One gram of tissue was transferred into ten volumes of PBS containing one complete mini tablet of BSA (Boehringer, Mannheim, Germany). This tablet contains both reversible and irreversible protease inhibitors, and inhibits a broad spectrum of serine-, cysteine- and metallo-proteases. The mixture was homogenised in an ice bath with Ultra Turrax equipment (Jahnke and Kunkel, Staufen, Germany). The tissue was homogenised for 1 min and kept in iced water for 1 h. After centrifugation for 10 min at 3500 g the total protein content in the supernatant was determined by a BCA test (Sigma-Aldrich).
Western blotting of FGF2
SDS-PAGE was performed according to the method described by Laemmli (1970). Samples (50 μg total protein in 20 μl buffer) were boiled in NuPAGE SDS sample buffer (Novex, Santiago, CA, USA) for 5 min at 95 ° C and separated on a commercially available 12% Bis–Tris gel (Invitrogen, Karlsruhe LMA, Germany) under reducing conditions (for 1 h at 190 V), and transferred to nitrocellulose membranes (Millipore PVDF, 0.45 μm; Millipore, Bedford, MA, USA). For blocking, membranes were incubated in PBS with 0.05% Tween-20 (PBS-T) with 1% non-fat dry milk overnight. The membranes were then incubated in PBS-T and incubated for 75 min with the respective primary antibody for FGF2. The same antibody was utilised as used for immunohistochemistry. For immunoblot analysis, the antiserum was diluted 1:40 000 and detected by using goat anti-rabbit IgG-peroxidase conjugate in combination with an enhanced chemiluminescence system (Amersham-Pharmacia, Freiburg, Germany). Negative controls were set up to replace the primary antibody with PBS. Protein samples from bovine CL or rbFGF2 (a kind gift from D Gospodarowicz, Chiron Corp., Berkeley, CA, USA) was used as a positive control. Specificity of bands was tested by using preabsorbed antiserum involving the respective antigen. See Blue Plus2 Pre-Stained standard (Novex, San Diego, CA, USA) was used as molecular size marker.

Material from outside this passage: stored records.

Issue #45314, opened 2018-01-07
RFE: master file server addition information e.g. ETag


damon-atkins:
### Description of Issue/Question
Can the backed be updated so instead of just returning simple information i.e. filename it always returns a dict
Now looks like
```
cp.list_master
- file1
- file2
- dir1\file3
```

Future look, however every command should receive a dict for each file name, may not use the info
```
cp.list_master detail=True
'file1':
   Time: seconds since 1970
   ETag: string
   Size: 
   Type: f(ile) or d(irectory)
'file2':
   Time: 7483278389
   ETag: jfds8jlfsjd8ereteghyrbvvdffeeejfljdl
   Size: 7184
   Type: f
'dir':
   Time: seconds since 1970
   ETag: <Maybe a checksum of all the filenames and modification str times>
   Size: <items in directory> or None
   Type: d
'dir1\file3':
   Time: 6367
   ETag: rfejlwjkldggdgfddgthdvhyhyytrfwe
   Size: 9373
   Type: f 
``` 

ETag its up to the client to record it so it knows if the file has change or not. The client does not care how it was generated and does not need to generate/calculate it itself. However the server must change it if the file changes on the server. ETag could be a commit tag or something else from git.

It's important all masters give out the same ETag for the same file. An Etag which uses inode number would fail as this would be different on different masters.

+1 if you like the idea.

The next stage would be for the clients to use this information as part of caching.

gtmanfred:
@saltstack/team-core does anyone have any opinions about this?

Thanks,
Daniel

thatch45:
I am fine with this as a feature addition as long as the default interface does not change. Any changes to the master/minion apis needs to be very carefully managed as we don't want to create and master/minion incompatibilities.

damon-atkins:
It's a change to the salt:// protocol.  Aim being that it will help make the cache on the minion faster as it can be smarter about what it does.  And opens the master to decided what to use the for ETag (e.g. checksum on a flat file system or git info from a git repo)
i.e. pulls a file down and saves the "file meta information", then to check if the file is out of date it compares save "file meta information" with the current "meta information" from the master.  (The client does not spend time using a checksum to determine if the file is out of date). Its basically how http proxy servers cache work.

damon-atkins:
Does the current salt:// protocol have version of the protocol in the request, or the minion version including in the request? So the master knows how to respond in a compatible way.

thatch45:
[...]

PR #50085, opened 2018-10-16
Fix `test_win_pkg` yet again

dwoz:
### What does this PR do?

We just fixed a bug in `check_file_list_cache` which should have resolved the `test_win_pkg` failure but this test still fails intermittently. This PR adds flushes and syncs the new file to make sure it's available. In addition to adding a debug log when file_list is returned from a cache.

### Tests written?

No

### Commits signed with GPG?

Yes

### DIFF
--- a/salt/fileserver/__init__.py
+++ b/salt/fileserver/__init__.py
@@ -134,7 +134,17 @@ def check_file_list_cache(opts, form, list_cache, w_lock):
                     # st_time can have a greater precision than time, removing
                     # float precision makes sure age will never be a negative
                     # number.
-                    age = int(time.time()) - int(cache_stat.st_mtime)
+                    current_time = int(time.time())
+                    file_mtime = int(cache_stat.st_mtime)
+                    if file_mtime > current_time:
+                        log.debug(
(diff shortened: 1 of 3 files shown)


twangboy (approved):

damon-atkins:
Should not need to flush. Flush just ensures its on physical disk.   With out the flush, the file is read back from memory cache this memory cache is shared my everything, so all reads from any process will get the same results.. If their is a difference this would indicate a very large OS bug.   If you have python closed the file, the data should not be sitting in any python buffer.

dwoz:
The log from the last failing test run showed this...

```
Returning file list from cache: age=-3092 cache_time=0 c:\users\admini~1\appdata\local\temp\salt-tests-tmpdir\rootdir\cache\file_lists\roots\base.p
```

For some reason the cache file's modified time was 3092 seconds in the future. I patched to detect this case an log that it happened.

damon-atkins:
I see your looking at time. Are you running NTP? Virtual Machine are good at loosing or gaining time. I assume everything is processed as UTC time. I raise a PR to suggest some enhancements to the fileserver some time ago. #45314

The statistical significance of differences in mRNA expression of examined factors and the concentrations of PGF2α and PGE2 and steroids (E2 and progesterone) were analysed by ANOVA followed by Fisher’s protected least significant difference test. Because the raw data of PGF2α , PGE2, E2 and progesterone were heterogeneous they were lntransformed. Ln-transformed data were homogenous and used for final statistical evaluation by ANOVA. All experimental data are shown as means ± s.e.m. Follicles and CL (n = 5) were obtained from five cows per group.
Characterisation of follicle classes
For a better understanding and characterisation of follicle classes used, E2, progesterone, PGF2α and PGE2 were determined in FF. The results of E2, progesterone, PGF2α and PGE2 concentrations are shown in Fig. 2.
The concentration of E2 was high in FF of follicle classes 0 h and 4 h, followed by a significant decrease afterwards. The concentration of progesterone in FF increased significantly from 4 h onwards and again in follicles collected at 25 h. The concentrations of PGF2α and PGE2 in FF were very low prior to the LH surge (0 h) but than increased continuously to maximum levels in follicles collected at 25 h (P < 0.001). In general much higher levels were always found for PGE2 than for PGF2α .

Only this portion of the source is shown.